Rescuer in rowboat followed sound of child’s voice

Chuck Herndon describes how he saved a 7-year-old boy from Lake Erie after the child survived a plane crash that claimed the life of his father and brother.
/ Source: TODAY contributor

Chuck Herndon’s wife yelled at him to take a life jacket, but there wasn’t time for that. A plane had gone down in Lake Erie and there wasn’t anyone else around to help.

Thanks to Herndon’s quick action, 7-year-old Joel Hutchison is alive today.

“I figured I was alright,” Herndon told TODAY co-host Meredith Vieira during an appearance on the program Wednesday. “I’m a good swimmer and it was only about a mile away.”

Herndon, an artist and retired college professor, and his wife had been on the beach of Kelleys Island, a local Lake Erie resort east of Toledo and about 80 miles west of Cleveland.

The couple had watched the lights of an airplane taking off from a small airstrip on the island.

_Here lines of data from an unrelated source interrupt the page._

PR #622, opened 2023-09-07
[server][da-vinci-client] Kill SIT if missing SOP for 1 hr

majisourav99:
## Kill push if SOP is not seen for over 1hr

For topic which are missing START_OF_PUSH control message, the store ingestion task keeps waiting on it thus blocking ST threads till it barfs out after 24hrs. This PR fails the push if it does not see SOP for 1 hour.

## How was this PR tested?

GHCI

### DIFF
--- a/clients/da-vinci-client/src/main/java/com/linkedin/davinci/kafka/consumer/StoreIngestionTask.java
+++ b/clients/da-vinci-client/src/main/java/com/linkedin/davinci/kafka/consumer/StoreIngestionTask.java
@@ -111,6 +111,8 @@ import java.util.Properties;
 import java.util.Queue;
 import java.util.Set;
 import java.util.concurrent.ConcurrentMap;
+import java.util.concurrent.ExecutorService;
+import java.util.concurrent.Executors;
 import java.util.concurrent.PriorityBlockingQueue;
 import java.util.concurrent.TimeUnit;
 import java.util.concurrent.atomic.AtomicBoolean;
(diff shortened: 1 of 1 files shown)


clients/da-vinci-client/src/main/java/com/linkedin/davinci/kafka/consumer/StoreIngestionTask.java
```diff
@@ -406,6 +413,8 @@ public StoreIngestionTask(
         new IngestionNotificationDispatcher(notifiers, kafkaVersionTopic, isCurrentVersion),
         amplificationFactorAdapter);
 
+    this.runnableForKillIngestionTasksForMissingSOP = () -> waitForStateVersion(kafkaVersionTopic);
```
ZacAttack, line 416: Can we verify that this triggers ERROR or an exception in OFFLINE->STANDBY?  The original bug hit was because we got stuck on waiting for someone to call StateModelIngestionProgressNotifier.stopConsumption(), a quick glance implies we only call this if we get an exception in that transition.  Looks like kill() errors the resource, but I'm trying to find where/if it triggers that exception case.

ZacAttack: Walked though in IDE with Sourav, looks good.  We'll call reportKilled in run() if the consumerAction is processed.

ZacAttack (approved):
Looks good.

PR #623, opened 2023-09-07
[vpj][controller][common] Add KME schema reader into repush

shuhui-liu:
## Summary

Today KIF repush does not have KME schema reader. During KME upgrades, if controllers deploy first, controller will produce control messages with new KME, and repush will fail because it could not find the new KME in code to deserialize these messages. The commit adds schema reader support into KIF repush so that repush can retrieve unknown KME from source colo system store.

## How was this PR tested?

New integ test


clients/venice-push-job/src/main/java/com/linkedin/venice/hadoop/VenicePushJob.java
```diff
@@ -168,6 +168,9 @@ public class VenicePushJob implements AutoCloseable {
   public static final String SEND_CONTROL_MESSAGES_DIRECTLY = "send.control.messages.directly";
   public static final String SOURCE_ETL = "source.etl";
   public static final String ETL_VALUE_SCHEMA_TRANSFORMATION = "etl.value.schema.transformation";
+  public static final String SCHEMA_READER_ENABLED = "schema.reader.enabled";
+  public static final String SCHEMA_SYSTEM_STORE_D2_ZK_HOST = "schema.system.store.d2.zk.host";
+  public static final String SCHEMA_SYSTEM_STORE_D2_SERVICE_NAME = "schema.system.store.d2.service.name";
```
nisargthakkar, line 173: Instead of having d2 zk host differentiated by feature, let's use something region based. VPJ already has `d2.zk.hosts.<region name>` configs. So, we can have a config that defines the parent region, or we could reuse `source.grid.fabric`

nisargthakkar (commented):
Not read through the whole PR, but wanted to leave one comment

clients/venice-push-job/src/main/java/com/linkedin/venice/hadoop/VenicePushJob.java
shuhui-liu: It is a good idea to reuse existing configs. But neither `d2.zk.hosts.<parent.controller.region.name>` or `d2.zk.hosts.<source.grid.fabric>` works for the following case. Please correct me if I'm wrong.

When we use prod-lor1 data to repush the store, the push job will consume prod-lor1 kakfa topic, which may have records with new KME so we need to retrieve KME from prod-lor1 routers. But the push job will run in WAR, whose `source.grid.fabric` is prod-lva1. Using `d2.zk.hosts.prod-lva1` will connect to prod-lva1 routers and may not be able to retrieve the new KME as KME is not registered in all fabrics at the same time.

clients/venice-push-job/src/main/java/com/linkedin/venice/hadoop/input/kafka/KafkaInputUtils.java
```diff
@@ -55,6 +72,35 @@ public static VeniceProperties getConsumerProperties(JobConf config) {
     return new VeniceProperties(consumerFactoryProperties);
   }
 
+  public static KafkaValueSerializer getKafkaValueSerializer(JobConf config) {
+    KafkaValueSerializer kafkaValueSerializer = new OptimizedKafkaValueSerializer();
+    boolean isSchemaReaderEnabled = Boolean.parseBoolean(config.get(SCHEMA_READER_ENABLED, "false"));
```
gaojieliu, line 77: I saw this is mainly for KIF repush, which means the d2 host/service needs to align with the repush source colo, right?
Having them as hard-coded config could introduce some maintenance burden, and if we need to configure a different zk host when switching repush source, that would introduce some operation toils.

If the above assumption is true, I would like to automate this and here is some idea:
1. Talk to parent controller to retrieve the zk host for a particular region.
2. We can pass the region param in the call to Parent Controller.
3. Parent Controller will talk to the corresponding Child Controller to retrieve these setting.

Or an even simpler way is to return the ZK host/service in the `RepushInfoResponse`, which is region specific:
https://github.com/linkedin/venice/blob/main/internal/venice-common/src/main/java/com/linkedin/venice/controllerapi/ControllerClient.java#L242

The `RepushInfoResponse` already contains the Kafka url for the source region and we can add source ZK into it, so that there is no ZK config for repush and it is fully automated.

What do you think?

clients/venice-push-job/src/test/java/com/linkedin/venice/hadoop/VenicePushJobTest.java
```diff
@@ -682,6 +684,14 @@ public void testTargetedRegionPushPostValidationFailedForValidation() throws Exc
     verify(pushJob, never()).postValidationConsumption(any());
   }
 
+  @Test(expectedExceptions = VeniceException.class, expectedExceptionsMessageRegExp = "D2 zk host and service name must be provided when schema reader is enabled")
```
gaojieliu, line 687: Is it possible to write an integration test for this?

I know it is hard, and if not, let us try to write more comprehensive unit tests since the current unit test seems to be dummy.

clients/venice-push-job/src/main/java/com/linkedin/venice/hadoop/input/kafka/KafkaInputUtils.java
shuhui-liu: This is a great idea to reduce maintenance overhead. Thanks. I made controller changes to return system schema cluster d2 service name and zk host of the source olo in `RepushInfoResponse`.

clients/venice-push-job/src/test/java/com/linkedin/venice/hadoop/VenicePushJobTest.java
shuhui-liu: Sure. After taking another look, I find that adding an integ test for this is not as complex as I thought. There is an existing test class `ConsumerIntegrationTest` I can leverage. This class can create a venice writer which produces records with new KME into a kafka topic.

Therefore, I added `testKIFRepushForwardCompatibility` which produces records with new KME into VT and then runs repush job. The test passes when schema reader is enabled and fails otherwise with exception:
```
java.lang.Exception: com.linkedin.venice.exceptions.VeniceMessageException: Received Protocol Version '12' which is not supported by OptimizedKafkaValueSerializer. Protocol forward compatibility is not enabled. The only supported Protocol Versions are: {1, 2, 3, 4, 5, 6, 7, 8, 9, 10, 11}.
```

clients/venice-push-job/src/main/java/com/linkedin/venice/hadoop/VenicePushJob.java
```diff
@@ -715,6 +722,7 @@ private PushJobSetting getPushJobSetting(VeniceProperties props) {
     pushJobSettingToReturn.repushTTLStartTimeMs = props.getLong(REPUSH_TTL_START_TIMESTAMP, System.currentTimeMillis());
     pushJobSettingToReturn.isTargetedRegionPushEnabled = props.getBoolean(TARGETED_REGION_PUSH_ENABLED, false);
     pushJobSettingToReturn.postValidationConsumption = props.getBoolean(POST_VALIDATION_CONSUMPTION_ENABLED, true);
+    pushJobSettingToReturn.isSystemSchemaReaderEnabled = props.getBoolean(SYSTEM_SCHEMA_READER_ENABLED, false);
```
gaojieliu, line 725: I guess we can only start using this feature after deploying the related code changes to Controller first.
Let us add such deployment order requirement in the commit messages.

clients/venice-push-job/src/main/java/com/linkedin/venice/hadoop/input/kafka/KafkaInputUtils.java
```diff
@@ -55,6 +72,35 @@ public static VeniceProperties getConsumerProperties(JobConf config) {
     return new VeniceProperties(consumerFactoryProperties);
   }
 
+  public static KafkaValueSerializer getKafkaValueSerializer(JobConf config) {
+    KafkaValueSerializer kafkaValueSerializer = new OptimizedKafkaValueSerializer();
+    boolean isSchemaReaderEnabled = Boolean.parseBoolean(config.get(SYSTEM_SCHEMA_READER_ENABLED, "false"));
+    if (isSchemaReaderEnabled) {
```
gaojieliu, line 78: Let us make sure the Grid/AZ has access to prod Router to retrieve system schemas before starting using this feature.

gaojieliu (approved):
LGTM, thanks!

clients/venice-push-job/src/main/java/com/linkedin/venice/hadoop/VenicePushJob.java
shuhui-liu: VPJ can be deployed before controller because the feature is disabled by default. But to enable the feature, this commit needs to be deployed to controller. Otherwise, the repush job will fail with `D2 service name and zk host must be provided when system schema reader is enabled` exception. I'll mention this in the commit message.

clients/venice-push-job/src/main/java/com/linkedin/venice/hadoop/input/kafka/KafkaInputUtils.java
shuhui-liu: Yeah I have checked with grid team. It has network acl to prod router.

clients/venice-push-job/src/main/java/com/linkedin/venice/hadoop/VenicePushJob.java
shuhui-liu: In the latest change of the PR, we do not need to specify d2 zk hosts or service name before running repush job. Those information will be retrieved from controller by `getRepushInfo` api.

PR #624, opened 2023-09-08
[all] Bumped up avro-util dep to pick up a fix in fast serializer generation

gaojieliu:
The latest version of fast-avro added the support of splitting large methods in fast serializer.

## How was this PR tested?
CI

### DIFF
--- a/build.gradle
+++ b/build.gradle
@@ -39,7 +39,7 @@ if (project.hasProperty('overrideBuildEnvironment')) {
 }
 
 def avroVersion = '1.10.2'
-def avroUtilVersion = '0.2.150'
+def avroUtilVersion = '0.3.17'
 def grpcVersion = '1.49.2'
 def kafkaGroup = 'com.linkedin.kafka'
 def kafkaVersion = '2.4.1.65'


nisargthakkar (approved):

build.gradle
```diff
@@ -39,7 +39,7 @@ if (project.hasProperty('overrideBuildEnvironment')) {
 }
 
 def avroVersion = '1.10.2'
-def avroUtilVersion = '0.2.150'
+def avroUtilVersion = '0.3.17'
```
FelixGV, line 42: That looks like a big bump! We should look carefully to get confidence that there are no regressions....

FelixGV (approved):
Thanks!

build.gradle
gaojieliu: The CI passed, and we will certainly bake this in EI.
Fast-Avro hasn't updated much, and mostly the avro compatiblity layer.

nisargthakkar: It's not really too big of a jump in production, actually. Our internal dependencies were bumping up `avro-util` transitively to a much more recent version (`0.3.14`)

nisargthakkar: There is one regression related to `RandomRecordGenerator` that we've identified - [This PR](https://github.com/linkedin/avro-util/pull/495/files) breaks random object generation for non-record schemas

PR #625, opened 2023-09-08
[producer] Add log when extract value object fails

majisourav99:
## Add log when extract value object fails

It will help debugging online producer CLI issues.


clients/venice-producer/src/main/java/com/linkedin/venice/producer/online/ProducerTool.java
```diff
@@ -198,7 +198,8 @@ private static Object getValueObject(String valueString, RouterBasedStoreSchemaF
         value = adaptDataToSchema(valueString, valueSchema);
         break;
       } catch (Exception e) {
-        // Nothing to do. Try the next schema
```
nisargthakkar, line 201: This is too verbose as it will print exceptions even if a schema could be matched. I have another PR (#626) for this. Can we use that instead?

Instead of climbing toward the mainland, the lights arced toward the water and disappeared. Herndon didn’t hear an explosion, but his instincts told him something was wrong.

On board the plane, a Cessna 172C Skyhawk, were Jeff Hutchison, 46, a farmer from Lima, Ohio, and his two sons, Jeremy, 9, and Joel. They were heading home on a 90-mile flight after a day on the island.

Herndon sent his wife inside his mother’s home, where they were visiting, and ran to a small, aluminum rowboat. It was about 9:30 p.m., and it was inky black, but Herndon pushed the boat into the water even though he had neither life vest nor a flashlight.

Guessing about the direction in which to row, Herndon told Vieira he initially rowed in the wrong direction. “I got away from the island. it was very quiet at that time. Then I heard a faint cry in the distance – ‘Help!’ I called out, ‘I’m coming, I’m coming. Keep screaming,’ " Herndon said.

He rowed  for nearly 15 minutes toward the voice, which kept calling out every 20 seconds or so. Occasionally, the voice would go silent for what seemed like forever, and Herndon thought he would be too late, but then it would come back.

“All of a sudden, his hands were gripping the rail of the boat,” Herndon said. “To that extent, he saved himself.”

Herndon was amazed that a 7-year-old had been able to stay afloat so long in the chilly waters of the lake after a plane crash. He gathered the boy into the little boat, pulled him close to keep him warm, and set out back to shore.

“He said, ‘My father’s been killed in an airplane crash. My brother’s been killed in an airplane crash. They were very bloody and the plane went down,’ " Herndon said.

God by his side?As they rowed to shore, Joel talked some more. “The boy asked me if I was a Christian,” Herndon said. “He said he was a Christian. He said that maybe because he was a Christian, that I was there for him to save him.”

Once on shore and tucked into an ambulance that had arrived in response to his wife’s call, Herndon noticed cuts and marks on Joel’s body where his safety belts had been.

“I asked him how he had gotten out,” he told Vieira. “He said his lap belt and shoulder harness had broken. He said the plane had disintegrated and he was able to swim free.”

Some 25 years ago, Herndon had been out on the lake with others when they saw a fishing boat that had improperly anchored with its stern into the waves . “The water came over the stern and the boat sank,” Herndon said.

Acting quickly, he motored to stricken craft and was able to save three of the four people aboard.

Vieira called him a hero, but Herndon shrugged it off.

“Everyone in America could be a hero, too,” he said. “I was just ready.”